Konuşmalarımız uzun sürmüştü. Babama anlattıklarımı ona da tekrarlamıştım.
Muhatabımız İttihatçıları en şiddetli bir lisan ile tenkit etmekle beraber
itidali de elden bırakmıyordu. Tevfik Paşa kabinesinden şikayetçi idi. Amma bi
taraf bir kabineden ziyade Hürriyet ve İtilaf Fırkasına dayanan bir hükümet
istiyordu. O zaman işlerin daha iyi idare edileceğine kani idi. Ben dilimin
döndüğü kadar birlik ve beraberlikten bahsettim. Ancak bu sayede bir milli
mukavemetin yaratılabileceğini, aksi
takdirde galip devletlerin biz birbirimizi yerken esasen riayet etmedikleri
mütareke hükümlerini büsbütün dinlemeyeceklerini, bizi yere vurmak için akla
hayale gelmeyen taleplerin ileri sürüleceğini söyledim. Ordunun terhisi
aleyhinde bulundum, sözlerimi makul karşıladı. [12]( General Ali
Fuat Cebesoy, Mili Mücadele Hatıraları, Vatan Neşriyatı İstanbul, 1953, s. 34)
" Beraberlik elzemdir.”
Dedi. Bir
ara söz Mustafa Kemal Paşaya intikal etti .Mehmet Ali Bey, Paşayı şahsen
tanımamakla beraber hakkında çok şey
işitmişti. İyi bir intibaı vardı.
"Genç, zeki ve enerjik bir kumandan olduğunu söylüyorlar, veliahtlığı sırasında zatı şahane ile beraber Almanya'ya seyahat ettiği için ona da yabancı değil, siz ne düşünüyorsunuz?”
Tereddütsüz cevap verdim:
“ Mustafa Kemal Paşa, benim gerek Mektebi Harbiye'de ve gerekse Erkânı Harbiye mektebinde sınıf arkadaşım idi. Harbin en karanlık ve buhranlı günlerini beraber geçirdik. Buyurduğunuz gibi zeki, enerjik ve aynı zanda memleketini seven vatansever bir zattır. Kendisine faal bir vazife verilmesi memleketin nef'inedir.”

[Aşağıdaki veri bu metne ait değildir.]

PR #9840, opened 2026-05-19
Update setasign/fpdi

pyrello:
## Summary
- Bumps `setasign/fpdi` v2.6.4 → v2.6.7 (transitive via `iio/libmergepdf`).
- Three patch-level upstream releases; no API changes. PHP 8.3 fully supported.

## Test plan
- [ ] Composer install / autoload regenerate clean
- [ ] Regenerate the Policy Manual PDF on `policy.uiowa.edu` (admin → Policy Manual download → Regenerate) and confirm the merged PDF builds and opens

🤖 Generated with [Claude Code](https://claude.com/claude-code)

Mehmet Ali Bey, ufak bir tereddütten sonra
sordu:
“ Fakat ittihatçıdır, diyorlar doğru mu?”
Biraz
evvel birlik ve beraberlikten bahsetmiştik, bunu makul karşılamıştınız
beyefendi.
Evet
amma…
Kat'i teminat vermek lazımdı.
“Mustafa Kemal Paşa İttihatçı değildir. Harp esnasında ve hatta daha evvel Enver Paşa ile olan mücadeleleri bunu ispata kafidir zannederim.” “Evet ben de işitmiştim.”

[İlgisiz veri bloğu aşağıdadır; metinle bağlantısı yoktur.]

PR #9870, opened 2026-05-26
Remove ability to download pdf from content overview actions

### LINKED ISSUE #8774: 'Download PDF' visible but does not work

Mülakatımız hep bu mevzu üzerinde dönüp
dolaşmıştı. Babam da benim tarafımdan çıkmış, oğlunun müstakbel kayınpederini
beraberce iknaa çalışmıştık.
“İmkân bulursam Kemal Paşayı kendisine takdim edeceğimi”
söyledim. Nazik bir
zattı.
“ Bu benim için bir şeref olacaktır”, dedi.
Ayrılırken gayet basit bir meseleden
bahsediyormuş gibi Meclisi Mebusan'ın yarın feshedilmesinin muhtemel olduğunu
haber verdi. Bu benim için bir sürprizdi.
Akşama daha çok zaman vardı. Babam istirahat
etmemi söyledi. Hakikaten yorgundum. Hiç olmazsa birkaç saat uyumam dinlenmem
lazımdı. Fakat buna lüzum görmedim. Elbiselerimi değiştirdim, bir an evvel
Mustafa Kemal Paşa ile mülaki olmalı idim.[13]( Ali Fuat
Cebesoy, s. 35)
Kuzguncuktan vapurla Beşiktaşa geçtim.
Dolmabahçe sarayı önünde bekleyen İtilaf devletlerinin harp gemilerin gördüm.
İçime bir hüzün çöktü. Biz dört yıl bunun için mi dövüşmüş, kanımızı dökmüştük.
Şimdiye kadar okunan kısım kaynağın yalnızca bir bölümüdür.